In Simferopol, few seem to doubt how the upcoming referendum on joining Russia will turn out. There's a widespread sense that Putin has already decided the outcome, and the focus is turning to practical matters.
When it rains in Simferopol, a city of 350,000 on the Crimean peninsula, the potholes in the streets turn into miniature lakes. But the cars don't slow down. They ruthlessly splash mud on nearby pedestrians.
"Buy umbrellas. Spend your hryvnia!" a vendor at a small shop next to the train station shouts. Hryvnia is the Ukrainian currency.
"Buy the most expensive umbrella!" he goes on. "Soon, we'll be using the ruble, anyway."
New price tags
In a grocery store, the saleswomen are diligently sticking new price tags on the goods. Irina stands in front of the shop. She's a doctor in a hospital for war veterans, and she doesn't want to give her full name. She says she speaks Russian, Ukrainian and English, and while she insists that she has an international and tolerant attitude, in Crimea she wants to speak Russian exclusively. In her view, the peninsula is and will remain Russian.
Ethnic Russians on Crimea mainly care about the the practical consequences of the expected transition
"Call me in a week, then I'll be a winner," she says in reference to the referendum as to whether the Autonomous Republic of Crimea will join the Russian Federation. The vote was originally planned for May 25 - the date set for Ukraine's new presidential election. But the referendum has been moved up to March 16.
Invalid bank cards
"Can I ask you for a cigarette?" a well-groomed man says. He is not begging but has rather run out of cash. "I have two bank cards. And I have money in my accounts, but no ATM accepts my cards. How can I explain to my girlfriend that I can't pay for the train tickets to Melitopol?" he asks.

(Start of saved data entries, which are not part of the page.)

PR #74, opened 2015-01-12
Update psutil to 2.2.1

singingwolfboy:


cgoldberg:
lgtm.
was this previously broken? (since get_children was deprecated in 2.0)
:+1:

singingwolfboy:
@cgoldberg Looks like `get_children` should work, but raises a DeprecationWarning, according to https://github.com/giampaolo/psutil/blob/master/HISTORY.rst

PR #76, opened 2015-01-13
add Promise for browser start

clytwynec:
@jzoldak  Please review.  This should catch the error described in [TE-701](https://openedx.atlassian.net/browse/TE-701), and will just retry starting the browser.


benpatterson:
:+1:

PR #65, opened 2014-09-24
Updated to Selenium 2.43.0

clintonb:
Fixes #64 

Do we trust Selenium enough to not break their API and do >= and avoid having to continuously update this file?

@clytwynec @jzoldak

PR #77, opened 2015-01-14
Bypass media device access prompt

rlucioni:
Uses a Firefox profile to bypass the security prompt displayed when the browser attempts to access a media device (e.g., a webcam). Also updates the AUTHORS file.

@wedaly, could you take a look at this when you're able?

### DIFF
--- a/AUTHORS
+++ b/AUTHORS
@@ -9,3 +9,4 @@ Dennis Jen <djen@edx.org>
 Muhammad Ammar <mammar@gmail.com>
 Ben Patterson <bpatterson@edx.org>
 Minh-Tue Vo <minhtuev@gmail.com>
+Renzo Lucioni <renzo@edx.org>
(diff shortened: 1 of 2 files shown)


wedaly:
:+1:  When you update the requirements in edx-platform, please pin "selenium==2.42.1" (per discussion here: https://github.com/edx/bok-choy/pull/65)

rlucioni:
Thanks for the review. I might be mistaken, but it looks like the selenium version used by edx-platform was pinned to 2.42.1 by [this commit](https://github.com/edx/edx-platform/commit/688909eb76d503931838a40069bfd5a571fd3306#diff-f9c61f9375a7917349c8217216293eb1R127). I'm planning on updating [github.txt](https://github.com/edx/edx-platform/blob/master/requirements/edx/github.txt#L29) so that these changes to bok-choy are pulled in.

PR #78, opened 2015-01-15
Add support for faking media device access in Chrome

rlucioni:
@jzoldak, as requested. (Reference on the Chrome webdriver's Options class [here](https://code.google.com/p/selenium/source/browse/py/selenium/webdriver/chrome/options.py).)

@wedaly, FYI.


rlucioni:
@wedaly would it be possible for you to take a quick look at this, when you're able? @jzoldak mentioned he won't have an opportunity to look at it today.

wedaly:
:+1:

PR #80, opened 2015-03-13
Move browser config setup into try block TE-783

jzoldak:
Follow on to #76. 
See https://openedx.atlassian.net/browse/TE-783
Error message given is: `Errno 17 File exists: '/tmp/<tmpdir>/extensions/fxdriver@googlecode.com'`

When no FF profile is specified, the FirefoxProfile __init__ method uses tempfile.mkdtemp() to create a new temp dir. This part also needs to be re-executed in the case that the browser did not start up successfully.

@clytwynec

### DIFF
--- a/bok_choy/browser.py
+++ b/bok_choy/browser.py
@@ -168,27 +168,28 @@ def browser(tags=None, proxy=None):
 
     browser_name = os.environ.get('SELENIUM_BROWSER', 'firefox')
 
-    # Get the class and kwargs required to instantiate the browser based on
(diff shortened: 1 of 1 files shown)


clytwynec:
Seems good to me. Will we be able to confirm that this fixes the issue now?

:+1:

jzoldak:
@clytwynec only by the absence of issues. (I guess we could have printed something out before the 2nd try so we could tell via the console when multiple attempts were required to start up the browser successfully.)

PR #82, opened 2015-03-25
Fix for issue in js_defined (TNL-1770)

clytwynec:
@benpatterson

### DIFF
--- a/tests/pages.py
+++ b/tests/pages.py
@@ -255,6 +255,23 @@ class JavaScriptPage(SitePage):
         self.q(css='div#fixture button').first.click()
 
 
+@js_defined('something.SomethingThatDoesntExist')
+class JavaScriptUndefinedPage(SitePage):
+    """
+    Page for testing asynchronous JavaScript, where the
+    javascript that we wait for is never defined.
+    """
+
+    name = "javascript"
+
+    @wait_for_js
+    def trigger_output(self):
+        """
+        Click a button which will only work once RequireJS finishes loading.
+        """
+        self.q(css='div#fixture button').first.click()
+
+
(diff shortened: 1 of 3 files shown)


tests/test_javascript.py
```diff
@@ -23,6 +24,12 @@ def test_wait_for_defined_with_reload(self):
         javascript.reload_and_trigger_output()
         self.assertEquals(javascript.output, "Done")
 
+    def test_wait_for_defined_failure(self):
+        with self.assertRaises(BrokenPromise):
```
clytwynec: Without the above changes in javascript.py,  this test raises:
```
WebDriverException: Message: something is not defined
```

With the changes, it will correctly keep trying and timeout, raising a BrokenPromise.

tests/pages.py
```diff
@@ -255,6 +255,23 @@ def reload_and_trigger_output(self):
         self.q(css='div#fixture button').first.click()
 
 
+@js_defined('something.SomethingThatDoesntExist')
+class JavaScriptUndefinedPage(SitePage):
+    """
+    Page for testing asynchronous JavaScript, where the
+    javascript what we wait for is never defined.
```
benpatterson: nit: s/what/that

tests/test_javascript.py
benpatterson: Makes sense. thanks for pointing that out.

benpatterson:
Assuming the failed build is unrelated, :+1:

clytwynec:
It looks like the tutorial is broken again because of some changing identifiers in the github UI.  I opened PR #83 to address that failure.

Melitopol is a Ukrainian city in the Zaporizhia region, less than 250 kilometers from Simferopol, the regional capital. Crimea's potential secession from Ukraine - a possibility the locals here are now counting upon - is already causing transaction problems. Suddenly, Ukrainian banks are no longer processing salary payments. Only the Russian banks are doing so. That's why many people now need new bank cards.
Fear of Kyiv
"Stupid referendum," the taxi driver Vitali says angrily. "Who will count the votes? Who will control it? How is it possible to organize the referendum in just one week? But nobody cares!"
Vitali believes that Putin already decided the outcome of the referendum. Many others in Simferopol believe the same.

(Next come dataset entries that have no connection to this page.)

PR #85, opened 2015-04-07
Add ability to save browser page source to disk

jzoldak:
@cgoldberg @mlkwaqas

### DIFF
--- a/bok_choy/browser.py
+++ b/bok_choy/browser.py
@@ -2,9 +2,9 @@
 Use environment variables to configure Selenium remote WebDriver.
 For use with SauceLabs (via SauceConnect) or local browsers.
 """
+import os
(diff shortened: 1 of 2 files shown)


jzoldak:
I think all that is left for #86 is to save the page source on failure.

dianakhuang:
@jzoldak @benpatterson Could you review this PR? I believe I handled the merge conflicts correctly, but I'd like some more eyes on it.

Also, the test failure is related to HAR capture, which is a feature we're removing anyway.

dianakhuang:
@jmbowman @ajpal @thallada

dianakhuang:
We've got a clean build, hooray!

jzoldak:
👍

Vitali is Russian. He says he doesn't care if the Crimean peninsula belongs to Russia or Ukraine. However, he feels fearful and ignored by both Moscow and Kyiv. The taxi driver watches exclusively Russian television, and he believes that radicals from western Ukraine took power in Kyiv.
"They want to terrorize Crimea with truckloads of explosives. That's what they say in TV, so it has to be true."
He doesn't have any problems with the Tatar minority. "It's an absolute lie when it's said that Russians and Tatars don't get along with each other. My neighbor is a Tatar. When he goes to a party, his children stay with me. And when I go for a drink, he looks after of my children," Vitali said.
Worries of others
Among neighbors, coexistence between Russians and Tatars seems to work well. But many within the Tatar community are very worried about the possibility of Crimea joining Russia.
Refat Chubarov, the leader of the Mejlis - the self-government of the Tatars - called for a boycott of the referendum. For him and many of like him, memories of the deportations during the Stalin era remain very much alive.
But it seems the ethnic Russians on Crimea are now largely looking ahead to the future. One of their main concerns? Spending their last hryvnias and getting new bank cards.